An excerpt from my prologue:
Dad was seventy-nine years old. I hadn’t seen my parents for fourteen months. During the past twenty years, since I had moved away, that had been about average.
Late one weekend afternoon, before the onset of that disengagement in 1978, Dad and I were sitting in the television room of my parents’ Manhattan apartment. He had been telling me about his new insurance policy that the family business was paying for. Dad wasn’t the type to sit me down for conversation, so I listened with some awkwardness. His hands caressed the cushioned arms of the French Regency armchair as he spoke. His back was to the window, which framed him in a subdued, hazy light. He seemed self-assured, knowing he would have securities to leave behind. He drifted for a moment; the fingers of his right hand began rubbing the wood of the armrest, where the arm cushion gave way to the bones of the chair. His blue eyes became soft and reflective. After a few seconds, he summed up.
“Ya know, I’m worth more to you dead than alive.”

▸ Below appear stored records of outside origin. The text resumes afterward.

PR #2703, opened 2018-05-23
Made SA1130 codefix properly expand parameters when only delegate key…

### LINKED ISSUE #2593: SA1130 Code Fix Generates Incorrect Code
# Description
The line below, tagged "this line", flags SA1130:
## Sample 1: Violation
```csharp
using System;

namespace StyleCopDemo
{
    class Program
    {
        {
            // this line:
            EventHandler anon = delegate { Console.WriteLine("hello"); };
        }
    }
}
```

The fix, however, transforms it into something that's syntactically incorrect:
## Sample 2: Incorrect Fix
```csharp
using System;

namespace StyleCopDemo
{
    class Program
    {
        {
            // this line:
            EventHandler anon = () => { Console.WriteLine("hello"); };
        }
    }
}
```

If there's going to be a code fix for this, then a legal fix would be:
## Sample 3: Legal Fix
```csharp
using System;

namespace StyleCopDemo
{
    class Program
    {
        {
            // this line:
            EventHandler anon = (sender, args1) => { Console.WriteLine("hello"); };
        }
    }
}
```

# Environment
Visual Studio Enterprise 15.5.3
StyleCop.Analyzers: version 1.1.0-beta004 from NuGet

.NET Core 2.0, with the following .csproj:
```xml
<Project Sdk="Microsoft.NET.Sdk">

  <PropertyGroup>
    <OutputType>Exe</OutputType>
    <TargetFramework>netcoreapp2.0</TargetFramework>
  </PropertyGroup>

  <ItemGroup>
    <PackageReference Include="StyleCop.Analyzers" Version="1.1.0-beta004" />
  </ItemGroup>
</Project>
```

vweijsters:
…word is used

Fixes #2593

### DIFF
--- a/StyleCop.Analyzers/StyleCop.Analyzers/ReadabilityRules/SA1130UseLambdaSyntax.cs
+++ b/StyleCop.Analyzers/StyleCop.Analyzers/ReadabilityRules/SA1130UseLambdaSyntax.cs
@@ -65,15 +65,13 @@ namespace StyleCop.Analyzers.ReadabilityRules
 
         private static void HandleAnonymousMethodExpression(SyntaxNodeAnalysisContext context)
         {
-            var diagnosticProperties = ImmutableDictionary.CreateBuilder<string, string>();
-
             bool reportDiagnostic = true;
             var anonymousMethod = (AnonymousMethodExpressionSyntax)context.Node;
 
             switch (anonymousMethod.Parent.Kind())
             {
             case SyntaxKind.Argument:
-                reportDiagnostic = HandleMethodInvocation(context.SemanticModel, anonymousMethod, (ArgumentSyntax)anonymousMethod.Parent, diagnosticProperties);
+                reportDiagnostic = HandleMethodInvocation(context.SemanticModel, anonymousMethod, (ArgumentSyntax)anonymousMethod.Parent);
                 break;
 
             case SyntaxKind.EqualsValueClause:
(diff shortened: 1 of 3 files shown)


StyleCop.Analyzers/StyleCop.Analyzers/ReadabilityRules/SA1130UseLambdaSyntax.cs
```diff
@@ -47,35 +54,130 @@ public override void Initialize(AnalysisContext context)
...
+            foreach (var symbolParameter in symbolParameters)
+            {
+                var syntaxParameter = GetParameterSyntaxFromParameterSymbol(symbolParameter);
+                result.Add(syntaxParameter);
+            }
+
+            return result.ToImmutable();
+        }
+
+        private static ParameterSyntax GetParameterSyntaxFromParameterSymbol(IParameterSymbol symbolParameter)
```
sharwell: ❓ Is it possible to move this logic into the code fix instead? Moving it would improve the performance of the main analyzer by not requiring as much symbol analysis, and then the code fix is a bit slower but at that point users have explicitly requested the system take action.

If the new analysis logic affects when/where diagnostics are reported (and thus can't be moved), can you call those cases out?

vweijsters: I'll have a look

vweijsters: @sharwell I've moved the code necessary to determine the correct parameter list to the code fix. Can you have a look again?

StyleCop.Analyzers/StyleCop.Analyzers/ReadabilityRules/SA1130UseLambdaSyntax.cs
```diff
@@ -45,37 +47,104 @@ public override void Initialize(AnalysisContext context)
...
+                break;
+            }
+
+            if (reportDiagnostic)
+            {
+                context.ReportDiagnostic(Diagnostic.Create(Descriptor, anonymousMethod.DelegateKeyword.GetLocation(), diagnosticProperties.ToImmutable()));
+            }
+        }
+
+        private static bool HandleMethodInvocation(SemanticModel semanticModel, AnonymousMethodExpressionSyntax anonymousMethod, ArgumentSyntax argumentSyntax, ImmutableDictionary<string, string>.Builder propertiesBuilder)
```
sharwell: :bulb: It looks like `propertiesBuilder` is no longer used

vweijsters: Yes, I've missed that one. Its fixed now.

I was a defining moment. I remained motionless. But something rumbled inside of me, like a ghost, only I had conversation with. Yeah, I know, but that’s how he is.
As a baby-boomer, I was aware of the generation-gap, but knowing isn’t resolving. I couldn’t reconcile money as the currency of love. Other things unsettled me as well. It wasn’t only the void of never feeling accepted by my father. I had needed the engagement of a mentor, someone who could teach me the tools I needed to succeed in my version of life. His footsteps were not mine to follow.
Three years after that disclosure, when he retired, his partners in the family business didn’t extend the insurance policy. To me, this vindicated my vision of life over his. Relationships are our securities, not policies.